Directions for this task:
Give back the full listing exactly as it appears below.
*** Opening of Data provided ***
Issue #2270, opened 2026-08-24
Concrete `Iter[A]` pull type: chainable iterator surface without HKT


mizchi:
Companion to #2269. The iterator-surface question from the 0.1.0 scope thread ("should `Iterator::map` over a trait be the surface instead of `Array::map`?") does not need HKT: the shape MoonBit and Rust both ship is a **concrete** intermediate type, and vibe can do the same with stdlib work only.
*** Close of Data provided ***
Written response:
Issue #2270, opened 2026-08-24
Concrete `Iter[A]` pull type: chainable iterator surface without HKT


mizchi:
Companion to #2269. The iterator-surface question from the 0.1.0 scope thread ("should `Iterator::map` over a trait be the surface instead of `Array::map`?") does not need HKT: the shape MoonBit and Rust both ship is a **concrete** intermediate type, and vibe can do the same with stdlib work only.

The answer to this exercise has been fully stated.